Assignment ::
Transcribe the full listing with no word altered.

☆ ☆ ☆ ☆

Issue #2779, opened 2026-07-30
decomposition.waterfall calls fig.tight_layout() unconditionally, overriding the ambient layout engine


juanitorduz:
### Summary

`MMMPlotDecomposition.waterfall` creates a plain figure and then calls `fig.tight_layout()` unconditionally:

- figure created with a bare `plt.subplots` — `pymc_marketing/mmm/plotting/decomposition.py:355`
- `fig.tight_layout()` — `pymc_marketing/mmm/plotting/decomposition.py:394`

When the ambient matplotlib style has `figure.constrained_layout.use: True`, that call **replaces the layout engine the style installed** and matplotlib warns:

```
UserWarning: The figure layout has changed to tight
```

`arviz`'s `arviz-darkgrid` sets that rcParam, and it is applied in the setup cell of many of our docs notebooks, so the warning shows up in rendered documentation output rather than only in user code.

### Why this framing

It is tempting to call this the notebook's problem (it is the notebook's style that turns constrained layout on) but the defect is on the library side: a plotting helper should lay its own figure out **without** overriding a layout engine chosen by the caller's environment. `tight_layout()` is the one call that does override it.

☆ ☆ ☆ ☆

Result ::
Issue #2779, opened 2026-07-30
decomposition.waterfall calls fig.tight_layout() unconditionally, overriding the ambient layout engine


juanitorduz:
### Summary

`MMMPlotDecomposition.waterfall` creates a plain figure and then calls `fig.tight_layout()` unconditionally:

- figure created with a bare `plt.subplots` — `pymc_marketing/mmm/plotting/decomposition.py:355`
- `fig.tight_layout()` — `pymc_marketing/mmm/plotting/decomposition.py:394`

When the ambient matplotlib style has `figure.constrained_layout.use: True`, that call **replaces the layout engine the style installed** and matplotlib warns:

```
UserWarning: The figure layout has changed to tight
```

`arviz`'s `arviz-darkgrid` sets that rcParam, and it is applied in the setup cell of many of our docs notebooks, so the warning shows up in rendered documentation output rather than only in user code.

### Why this framing

It is tempting to call this the notebook's problem (it is the notebook's style that turns constrained layout on) but the defect is on the library side: a plotting helper should lay its own figure out **without** overriding a layout engine chosen by the caller's environment. `tight_layout()` is the one call that does override it.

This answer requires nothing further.